- WHAT THIS TASK INVOLVES: For every line in the material below that holds "Miroslav", report the line.

- RECORDS SHOWN:
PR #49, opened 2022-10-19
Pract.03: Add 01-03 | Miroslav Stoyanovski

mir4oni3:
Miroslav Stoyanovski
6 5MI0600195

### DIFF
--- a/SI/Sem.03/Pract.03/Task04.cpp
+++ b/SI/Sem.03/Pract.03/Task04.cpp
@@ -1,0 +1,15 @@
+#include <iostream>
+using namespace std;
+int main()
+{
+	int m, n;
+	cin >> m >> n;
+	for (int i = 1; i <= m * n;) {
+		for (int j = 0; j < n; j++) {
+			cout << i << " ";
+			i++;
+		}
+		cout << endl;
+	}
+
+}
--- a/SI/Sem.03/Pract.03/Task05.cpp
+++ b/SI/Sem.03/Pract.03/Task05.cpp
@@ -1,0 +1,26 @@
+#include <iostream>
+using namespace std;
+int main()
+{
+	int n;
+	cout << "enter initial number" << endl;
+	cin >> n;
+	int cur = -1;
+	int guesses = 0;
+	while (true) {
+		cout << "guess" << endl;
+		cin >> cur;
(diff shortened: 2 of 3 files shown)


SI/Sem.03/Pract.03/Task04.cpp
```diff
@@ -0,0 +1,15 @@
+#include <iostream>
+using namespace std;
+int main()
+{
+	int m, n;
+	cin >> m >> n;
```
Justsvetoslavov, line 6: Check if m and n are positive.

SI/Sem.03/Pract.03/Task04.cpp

--

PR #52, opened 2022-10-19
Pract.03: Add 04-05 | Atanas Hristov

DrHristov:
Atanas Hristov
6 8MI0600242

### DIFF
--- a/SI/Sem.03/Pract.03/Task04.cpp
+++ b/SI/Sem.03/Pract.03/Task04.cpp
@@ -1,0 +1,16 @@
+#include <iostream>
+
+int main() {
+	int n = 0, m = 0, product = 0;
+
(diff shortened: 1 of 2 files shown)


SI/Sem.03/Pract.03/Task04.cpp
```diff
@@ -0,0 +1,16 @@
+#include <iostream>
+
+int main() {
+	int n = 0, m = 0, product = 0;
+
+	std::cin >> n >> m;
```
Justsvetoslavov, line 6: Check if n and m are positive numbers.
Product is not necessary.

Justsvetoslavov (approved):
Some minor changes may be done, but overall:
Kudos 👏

- RESPONSE:
Pract.03: Add 01-03 | Miroslav Stoyanovski
Miroslav Stoyanovski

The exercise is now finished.